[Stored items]
PR #3807, opened 2024-07-04
CI: Use OSX Sonoma only, fix Threads::Threads imported target

awelzel:


awelzel:
@Neverlord , the OSX builds with CMake version 3.30 fail with the following message currently:

```
-- Configuring done (22.9s)
CMake Error at CMakeLists.txt:317 (target_link_libraries):
  The link interface of target "zeek_dynamic_plugin_base" contains:

    Threads::Threads

  but the target was not found.  Possible reasons include:

    * There is a typo in the target name.
    * A find_package call is missing for an IMPORTED target.
    * An ALIAS target is missing.
```

Does the following seem right to you? I'm not quite sure why this starts failing now - some of the bundled projects (broker, prometheus) use `find.*Threads` in CMake, so we just got lucky?

```
index 13ea5a5fe..6a2f3dcff 100644
--- a/CMakeLists.txt
+++ b/CMakeLists.txt
@@ -314,6 +314,7 @@ target_include_directories(
     zeek_dynamic_plugin_base
     INTERFACE $<INSTALL_INTERFACE:include> $<BUILD_INTERFACE:${CMAKE_CURRENT_BINARY_DIR}>
               $<BUILD_INTERFACE:${CMAKE_CURRENT_SOURCE_DIR}/src>)
+find_package(Threads REQUIRED)
 target_link_libraries(zeek_dynamic_plugin_base INTERFACE Threads::Threads)
 add_library(Zeek::DynamicPluginBase ALIAS zeek_dynamic_plugin_base)
 set_target_properties(zeek_dynamic_plugin_base PROPERTIES EXPORT_NAME DynamicPluginBase)
```

awelzel:
>  the OSX builds with CMake version 3.30 fail with the following message currently:

Installed a custom CMake 3.30 and the same error happens on Linux with that version, too.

Exercise
Only a number is wanted here: how many lines of the records above hold the word "ALIAS".

Written response
2